• [Exercise description]: Take the data below and extract the lines from the one with "string or a hash." to the one with "You can take", inclusive, exactly as written.

• [Provided information]:
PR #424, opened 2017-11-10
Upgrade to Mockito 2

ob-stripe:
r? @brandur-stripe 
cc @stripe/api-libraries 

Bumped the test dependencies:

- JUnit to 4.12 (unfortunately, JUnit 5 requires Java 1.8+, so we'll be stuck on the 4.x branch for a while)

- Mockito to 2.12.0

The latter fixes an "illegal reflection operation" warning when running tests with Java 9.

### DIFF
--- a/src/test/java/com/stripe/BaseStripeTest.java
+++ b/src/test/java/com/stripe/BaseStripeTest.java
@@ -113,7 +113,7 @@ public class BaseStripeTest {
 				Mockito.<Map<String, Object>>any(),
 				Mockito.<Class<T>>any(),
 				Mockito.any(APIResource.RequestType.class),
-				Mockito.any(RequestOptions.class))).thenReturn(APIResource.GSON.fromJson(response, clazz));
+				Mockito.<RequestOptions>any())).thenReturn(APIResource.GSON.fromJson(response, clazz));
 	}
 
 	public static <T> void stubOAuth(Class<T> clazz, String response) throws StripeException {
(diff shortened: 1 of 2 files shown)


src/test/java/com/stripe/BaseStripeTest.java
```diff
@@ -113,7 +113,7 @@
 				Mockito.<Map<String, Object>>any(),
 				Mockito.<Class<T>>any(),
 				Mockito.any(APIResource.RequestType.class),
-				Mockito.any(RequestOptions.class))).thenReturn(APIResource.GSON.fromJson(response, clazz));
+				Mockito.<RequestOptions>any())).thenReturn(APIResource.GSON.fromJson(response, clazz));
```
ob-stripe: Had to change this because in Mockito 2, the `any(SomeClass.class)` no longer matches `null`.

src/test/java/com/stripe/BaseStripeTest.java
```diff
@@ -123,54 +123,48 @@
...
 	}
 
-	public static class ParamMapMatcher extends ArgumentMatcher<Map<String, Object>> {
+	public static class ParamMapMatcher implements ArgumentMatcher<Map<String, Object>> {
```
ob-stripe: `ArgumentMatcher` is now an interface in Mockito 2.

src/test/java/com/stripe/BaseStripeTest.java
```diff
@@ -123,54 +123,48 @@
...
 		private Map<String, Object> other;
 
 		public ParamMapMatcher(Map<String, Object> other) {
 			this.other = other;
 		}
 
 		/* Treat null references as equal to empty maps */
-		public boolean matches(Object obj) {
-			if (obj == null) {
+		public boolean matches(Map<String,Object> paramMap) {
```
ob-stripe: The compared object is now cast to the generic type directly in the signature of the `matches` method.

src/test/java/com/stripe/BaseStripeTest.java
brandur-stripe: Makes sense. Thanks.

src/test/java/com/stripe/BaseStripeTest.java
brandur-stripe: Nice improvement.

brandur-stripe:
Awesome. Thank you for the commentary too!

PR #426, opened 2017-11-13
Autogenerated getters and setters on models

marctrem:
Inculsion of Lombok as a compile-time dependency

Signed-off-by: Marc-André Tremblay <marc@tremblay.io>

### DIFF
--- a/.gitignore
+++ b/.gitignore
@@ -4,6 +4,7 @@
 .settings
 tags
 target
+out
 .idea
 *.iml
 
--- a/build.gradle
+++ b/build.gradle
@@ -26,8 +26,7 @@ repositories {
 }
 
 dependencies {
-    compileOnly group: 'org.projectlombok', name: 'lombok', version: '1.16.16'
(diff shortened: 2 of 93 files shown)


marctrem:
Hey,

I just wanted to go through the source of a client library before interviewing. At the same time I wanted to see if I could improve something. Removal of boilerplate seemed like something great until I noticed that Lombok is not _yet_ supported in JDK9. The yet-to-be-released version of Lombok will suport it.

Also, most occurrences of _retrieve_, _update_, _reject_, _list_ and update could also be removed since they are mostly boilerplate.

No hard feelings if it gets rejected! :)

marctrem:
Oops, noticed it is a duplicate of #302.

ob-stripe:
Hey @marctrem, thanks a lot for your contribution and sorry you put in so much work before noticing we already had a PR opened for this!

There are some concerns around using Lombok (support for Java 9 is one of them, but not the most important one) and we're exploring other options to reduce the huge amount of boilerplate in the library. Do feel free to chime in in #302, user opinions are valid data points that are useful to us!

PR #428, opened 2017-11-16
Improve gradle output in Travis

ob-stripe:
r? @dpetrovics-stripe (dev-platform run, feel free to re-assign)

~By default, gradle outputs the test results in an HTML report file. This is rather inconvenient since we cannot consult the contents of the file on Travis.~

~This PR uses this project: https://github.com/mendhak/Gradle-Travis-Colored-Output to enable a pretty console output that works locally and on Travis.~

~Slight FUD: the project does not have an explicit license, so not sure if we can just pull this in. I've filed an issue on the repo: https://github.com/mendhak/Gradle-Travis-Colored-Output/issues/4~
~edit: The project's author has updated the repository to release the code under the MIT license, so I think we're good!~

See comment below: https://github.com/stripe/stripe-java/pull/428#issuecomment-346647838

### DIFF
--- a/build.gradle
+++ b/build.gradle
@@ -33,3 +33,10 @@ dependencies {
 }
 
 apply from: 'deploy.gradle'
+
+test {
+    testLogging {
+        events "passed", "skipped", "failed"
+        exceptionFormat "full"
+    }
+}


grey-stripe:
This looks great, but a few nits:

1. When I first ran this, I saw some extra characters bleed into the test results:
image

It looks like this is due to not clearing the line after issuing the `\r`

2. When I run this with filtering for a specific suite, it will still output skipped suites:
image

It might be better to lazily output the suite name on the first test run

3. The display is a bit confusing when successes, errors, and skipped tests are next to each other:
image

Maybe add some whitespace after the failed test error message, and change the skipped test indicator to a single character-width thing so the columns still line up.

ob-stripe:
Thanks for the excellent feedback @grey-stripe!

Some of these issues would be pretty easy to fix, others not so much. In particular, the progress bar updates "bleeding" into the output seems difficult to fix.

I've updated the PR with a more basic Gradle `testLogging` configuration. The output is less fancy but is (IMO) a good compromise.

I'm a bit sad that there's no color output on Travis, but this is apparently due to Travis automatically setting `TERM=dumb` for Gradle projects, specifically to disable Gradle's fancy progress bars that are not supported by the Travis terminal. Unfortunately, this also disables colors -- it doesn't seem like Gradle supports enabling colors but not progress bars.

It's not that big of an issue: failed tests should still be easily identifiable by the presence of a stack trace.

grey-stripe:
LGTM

* * *

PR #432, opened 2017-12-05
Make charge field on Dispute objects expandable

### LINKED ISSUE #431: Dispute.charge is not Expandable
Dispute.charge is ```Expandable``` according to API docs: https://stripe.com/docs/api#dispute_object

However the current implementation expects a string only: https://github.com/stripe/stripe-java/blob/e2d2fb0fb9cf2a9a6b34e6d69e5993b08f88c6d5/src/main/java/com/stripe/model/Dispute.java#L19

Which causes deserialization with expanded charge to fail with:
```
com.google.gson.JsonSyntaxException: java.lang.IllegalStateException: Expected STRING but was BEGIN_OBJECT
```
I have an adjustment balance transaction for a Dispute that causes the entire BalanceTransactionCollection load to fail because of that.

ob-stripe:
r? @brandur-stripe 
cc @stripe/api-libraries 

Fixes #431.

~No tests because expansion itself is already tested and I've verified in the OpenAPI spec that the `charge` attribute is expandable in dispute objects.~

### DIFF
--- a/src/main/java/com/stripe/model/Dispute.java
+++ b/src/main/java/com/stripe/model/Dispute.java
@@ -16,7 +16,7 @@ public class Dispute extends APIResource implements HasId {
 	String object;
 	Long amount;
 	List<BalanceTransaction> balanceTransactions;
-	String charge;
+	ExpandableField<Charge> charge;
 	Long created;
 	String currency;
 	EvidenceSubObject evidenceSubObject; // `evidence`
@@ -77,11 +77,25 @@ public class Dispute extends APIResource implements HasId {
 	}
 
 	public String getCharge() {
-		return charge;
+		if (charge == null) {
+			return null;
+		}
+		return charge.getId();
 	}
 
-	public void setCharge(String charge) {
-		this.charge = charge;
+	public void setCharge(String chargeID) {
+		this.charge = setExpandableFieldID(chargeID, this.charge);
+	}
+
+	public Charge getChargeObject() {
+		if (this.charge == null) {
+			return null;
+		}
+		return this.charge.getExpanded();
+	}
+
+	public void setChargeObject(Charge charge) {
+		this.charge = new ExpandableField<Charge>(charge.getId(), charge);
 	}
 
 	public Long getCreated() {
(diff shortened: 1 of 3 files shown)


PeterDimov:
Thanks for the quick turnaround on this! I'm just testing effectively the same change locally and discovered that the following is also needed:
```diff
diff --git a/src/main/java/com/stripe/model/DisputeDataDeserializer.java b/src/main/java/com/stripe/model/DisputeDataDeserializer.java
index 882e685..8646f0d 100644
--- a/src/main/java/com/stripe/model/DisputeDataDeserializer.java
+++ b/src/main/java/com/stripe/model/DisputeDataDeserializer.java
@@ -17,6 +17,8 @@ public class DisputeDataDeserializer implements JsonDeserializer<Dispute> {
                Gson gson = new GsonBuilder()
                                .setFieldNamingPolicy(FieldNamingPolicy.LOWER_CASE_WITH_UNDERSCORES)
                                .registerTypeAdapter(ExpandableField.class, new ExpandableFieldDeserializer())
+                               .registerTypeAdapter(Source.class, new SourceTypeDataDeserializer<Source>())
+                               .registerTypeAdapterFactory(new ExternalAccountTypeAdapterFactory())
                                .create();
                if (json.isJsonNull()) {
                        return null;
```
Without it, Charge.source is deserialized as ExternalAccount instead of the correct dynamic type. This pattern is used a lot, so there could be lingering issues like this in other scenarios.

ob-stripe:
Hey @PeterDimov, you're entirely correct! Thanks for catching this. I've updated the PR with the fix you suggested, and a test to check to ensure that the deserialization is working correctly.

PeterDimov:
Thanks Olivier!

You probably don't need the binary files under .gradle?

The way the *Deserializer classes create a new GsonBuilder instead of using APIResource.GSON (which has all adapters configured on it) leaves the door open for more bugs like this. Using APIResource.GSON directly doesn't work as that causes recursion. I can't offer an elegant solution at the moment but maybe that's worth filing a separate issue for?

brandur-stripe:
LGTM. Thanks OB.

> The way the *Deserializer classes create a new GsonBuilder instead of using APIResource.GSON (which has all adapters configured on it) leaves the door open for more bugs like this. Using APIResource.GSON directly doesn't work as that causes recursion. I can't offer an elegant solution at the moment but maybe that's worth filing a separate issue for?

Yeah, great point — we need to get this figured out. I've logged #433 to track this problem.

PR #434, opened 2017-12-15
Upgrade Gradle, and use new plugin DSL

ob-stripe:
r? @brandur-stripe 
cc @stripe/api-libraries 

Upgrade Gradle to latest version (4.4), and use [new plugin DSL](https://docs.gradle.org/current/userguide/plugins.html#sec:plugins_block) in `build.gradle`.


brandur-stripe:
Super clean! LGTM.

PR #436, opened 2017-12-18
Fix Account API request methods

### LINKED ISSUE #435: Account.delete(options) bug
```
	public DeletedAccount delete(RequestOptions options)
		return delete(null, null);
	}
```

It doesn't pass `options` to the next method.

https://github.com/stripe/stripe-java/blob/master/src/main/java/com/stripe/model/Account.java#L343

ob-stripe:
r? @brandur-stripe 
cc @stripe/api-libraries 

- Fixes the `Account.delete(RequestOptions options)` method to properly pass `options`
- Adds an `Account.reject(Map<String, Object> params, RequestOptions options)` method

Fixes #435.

* * *

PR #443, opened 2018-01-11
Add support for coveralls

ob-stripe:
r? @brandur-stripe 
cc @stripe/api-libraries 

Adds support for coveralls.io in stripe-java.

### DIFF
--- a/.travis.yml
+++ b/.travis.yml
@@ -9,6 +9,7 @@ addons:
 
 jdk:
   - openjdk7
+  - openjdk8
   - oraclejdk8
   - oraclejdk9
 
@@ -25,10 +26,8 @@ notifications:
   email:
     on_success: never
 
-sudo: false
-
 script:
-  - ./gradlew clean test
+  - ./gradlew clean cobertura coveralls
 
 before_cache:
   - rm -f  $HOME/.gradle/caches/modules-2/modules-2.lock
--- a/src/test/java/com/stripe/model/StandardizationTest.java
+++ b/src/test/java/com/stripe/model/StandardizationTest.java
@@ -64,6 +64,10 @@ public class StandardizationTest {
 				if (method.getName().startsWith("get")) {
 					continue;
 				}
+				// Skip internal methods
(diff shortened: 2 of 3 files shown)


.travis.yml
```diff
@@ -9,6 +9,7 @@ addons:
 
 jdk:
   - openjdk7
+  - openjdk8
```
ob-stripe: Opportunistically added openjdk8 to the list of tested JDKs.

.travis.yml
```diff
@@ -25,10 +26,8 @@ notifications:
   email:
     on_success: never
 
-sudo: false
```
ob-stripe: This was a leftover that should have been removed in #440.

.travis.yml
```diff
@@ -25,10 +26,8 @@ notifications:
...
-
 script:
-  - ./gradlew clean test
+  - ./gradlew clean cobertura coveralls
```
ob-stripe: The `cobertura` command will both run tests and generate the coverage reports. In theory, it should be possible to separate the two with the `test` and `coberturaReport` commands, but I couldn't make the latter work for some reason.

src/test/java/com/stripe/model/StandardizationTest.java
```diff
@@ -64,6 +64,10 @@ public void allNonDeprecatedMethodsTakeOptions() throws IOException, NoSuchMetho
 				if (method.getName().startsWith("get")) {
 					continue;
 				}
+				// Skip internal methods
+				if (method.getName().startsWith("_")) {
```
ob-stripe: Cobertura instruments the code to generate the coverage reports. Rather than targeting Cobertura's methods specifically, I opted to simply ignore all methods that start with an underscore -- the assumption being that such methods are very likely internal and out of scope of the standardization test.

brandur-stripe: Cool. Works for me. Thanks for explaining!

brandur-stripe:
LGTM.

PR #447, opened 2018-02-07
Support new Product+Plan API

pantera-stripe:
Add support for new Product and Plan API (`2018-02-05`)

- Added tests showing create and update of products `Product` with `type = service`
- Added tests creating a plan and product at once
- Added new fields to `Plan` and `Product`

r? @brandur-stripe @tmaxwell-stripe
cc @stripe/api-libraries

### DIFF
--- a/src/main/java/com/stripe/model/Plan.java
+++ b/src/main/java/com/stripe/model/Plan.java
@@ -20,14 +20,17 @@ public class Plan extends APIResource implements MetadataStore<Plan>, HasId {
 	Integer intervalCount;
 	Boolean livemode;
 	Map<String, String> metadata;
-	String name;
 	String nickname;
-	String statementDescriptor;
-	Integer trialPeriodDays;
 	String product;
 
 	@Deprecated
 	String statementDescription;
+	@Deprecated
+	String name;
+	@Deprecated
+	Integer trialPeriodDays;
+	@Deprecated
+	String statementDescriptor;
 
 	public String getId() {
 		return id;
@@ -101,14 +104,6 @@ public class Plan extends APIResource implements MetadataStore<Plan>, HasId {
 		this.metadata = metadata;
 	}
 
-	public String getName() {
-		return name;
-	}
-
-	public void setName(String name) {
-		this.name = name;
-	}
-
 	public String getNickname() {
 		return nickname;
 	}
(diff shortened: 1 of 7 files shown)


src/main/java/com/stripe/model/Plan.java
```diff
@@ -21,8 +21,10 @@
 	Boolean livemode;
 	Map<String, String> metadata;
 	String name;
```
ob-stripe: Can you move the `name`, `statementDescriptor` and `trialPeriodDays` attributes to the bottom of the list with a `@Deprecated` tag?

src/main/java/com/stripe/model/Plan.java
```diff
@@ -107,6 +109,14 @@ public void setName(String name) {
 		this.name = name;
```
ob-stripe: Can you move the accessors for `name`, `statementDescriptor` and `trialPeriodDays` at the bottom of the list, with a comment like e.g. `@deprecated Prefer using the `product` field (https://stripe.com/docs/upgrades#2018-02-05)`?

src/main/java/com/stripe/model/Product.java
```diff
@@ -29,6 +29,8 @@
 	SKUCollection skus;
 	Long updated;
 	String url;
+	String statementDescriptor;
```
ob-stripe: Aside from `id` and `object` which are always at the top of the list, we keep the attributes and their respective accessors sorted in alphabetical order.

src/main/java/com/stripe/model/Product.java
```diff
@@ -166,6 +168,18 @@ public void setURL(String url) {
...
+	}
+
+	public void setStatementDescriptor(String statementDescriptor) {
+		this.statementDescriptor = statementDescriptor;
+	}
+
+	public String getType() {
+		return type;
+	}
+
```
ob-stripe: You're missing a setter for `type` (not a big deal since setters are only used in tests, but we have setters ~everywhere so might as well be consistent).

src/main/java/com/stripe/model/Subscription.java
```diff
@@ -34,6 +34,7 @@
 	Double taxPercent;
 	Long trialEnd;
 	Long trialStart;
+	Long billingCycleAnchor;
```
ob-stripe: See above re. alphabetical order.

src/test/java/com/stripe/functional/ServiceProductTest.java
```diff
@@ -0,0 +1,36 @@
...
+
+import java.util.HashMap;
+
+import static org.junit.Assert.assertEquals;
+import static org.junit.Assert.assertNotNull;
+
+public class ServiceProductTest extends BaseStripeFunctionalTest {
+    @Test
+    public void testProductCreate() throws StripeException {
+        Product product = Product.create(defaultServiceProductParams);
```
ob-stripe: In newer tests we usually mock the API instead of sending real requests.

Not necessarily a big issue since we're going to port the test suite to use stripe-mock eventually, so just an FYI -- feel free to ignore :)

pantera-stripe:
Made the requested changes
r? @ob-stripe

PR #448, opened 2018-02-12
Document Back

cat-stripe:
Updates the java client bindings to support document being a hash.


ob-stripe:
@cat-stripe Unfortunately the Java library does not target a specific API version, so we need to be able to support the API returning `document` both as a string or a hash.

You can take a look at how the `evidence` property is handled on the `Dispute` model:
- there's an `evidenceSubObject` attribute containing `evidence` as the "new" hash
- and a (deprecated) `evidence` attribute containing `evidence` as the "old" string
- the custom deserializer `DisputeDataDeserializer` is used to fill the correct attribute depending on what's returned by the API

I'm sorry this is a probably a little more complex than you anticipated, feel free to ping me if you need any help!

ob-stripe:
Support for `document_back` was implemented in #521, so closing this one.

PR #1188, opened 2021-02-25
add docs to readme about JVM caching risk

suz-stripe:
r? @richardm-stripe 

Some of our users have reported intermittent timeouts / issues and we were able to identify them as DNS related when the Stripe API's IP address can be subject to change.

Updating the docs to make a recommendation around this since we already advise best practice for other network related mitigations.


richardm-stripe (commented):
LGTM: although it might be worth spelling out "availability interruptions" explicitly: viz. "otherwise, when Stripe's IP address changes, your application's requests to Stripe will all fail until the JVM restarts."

• [Output of the task]:
@cat-stripe Unfortunately the Java library does not target a specific API version, so we need to be able to support the API returning `document` both as a string or a hash.

You can take a look at how the `evidence` property is handled on the `Dispute` model:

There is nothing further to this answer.